Problem to solve: The lines to reproduce run from the one containing "-*- lexical-binding: t;" through the final line of the entries; write them out exactly and add nothing.

Records shown:

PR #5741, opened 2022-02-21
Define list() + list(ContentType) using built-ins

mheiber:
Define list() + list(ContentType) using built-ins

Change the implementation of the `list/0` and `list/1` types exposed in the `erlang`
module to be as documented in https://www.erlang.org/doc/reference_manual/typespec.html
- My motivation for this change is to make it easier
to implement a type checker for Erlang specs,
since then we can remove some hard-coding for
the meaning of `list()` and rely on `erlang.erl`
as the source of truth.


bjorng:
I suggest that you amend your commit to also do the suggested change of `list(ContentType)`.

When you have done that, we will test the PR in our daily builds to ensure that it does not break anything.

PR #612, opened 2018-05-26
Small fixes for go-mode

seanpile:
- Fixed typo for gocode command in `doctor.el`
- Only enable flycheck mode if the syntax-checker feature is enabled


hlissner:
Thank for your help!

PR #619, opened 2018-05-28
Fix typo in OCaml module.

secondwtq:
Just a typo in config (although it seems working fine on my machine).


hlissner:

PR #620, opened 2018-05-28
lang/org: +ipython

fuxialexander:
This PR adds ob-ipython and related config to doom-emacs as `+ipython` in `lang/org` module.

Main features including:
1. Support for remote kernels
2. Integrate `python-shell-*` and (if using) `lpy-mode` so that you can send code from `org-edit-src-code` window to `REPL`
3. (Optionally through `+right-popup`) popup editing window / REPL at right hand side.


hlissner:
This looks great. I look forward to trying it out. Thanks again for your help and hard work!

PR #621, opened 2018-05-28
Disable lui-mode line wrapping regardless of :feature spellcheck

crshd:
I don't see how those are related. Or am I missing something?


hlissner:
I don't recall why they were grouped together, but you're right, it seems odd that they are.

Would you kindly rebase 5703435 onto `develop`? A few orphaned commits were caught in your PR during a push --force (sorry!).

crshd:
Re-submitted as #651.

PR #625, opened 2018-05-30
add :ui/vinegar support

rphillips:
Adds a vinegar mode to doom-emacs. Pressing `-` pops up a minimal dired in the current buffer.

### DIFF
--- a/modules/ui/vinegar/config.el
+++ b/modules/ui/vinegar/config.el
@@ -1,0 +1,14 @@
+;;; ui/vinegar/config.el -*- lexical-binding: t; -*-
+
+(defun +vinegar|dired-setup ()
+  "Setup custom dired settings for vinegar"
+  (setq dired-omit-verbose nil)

Output for this task:
+;;; ui/vinegar/config.el -*- lexical-binding: t; -*-
+
+(defun +vinegar|dired-setup ()
+  "Setup custom dired settings for vinegar"
+  (setq dired-omit-verbose nil)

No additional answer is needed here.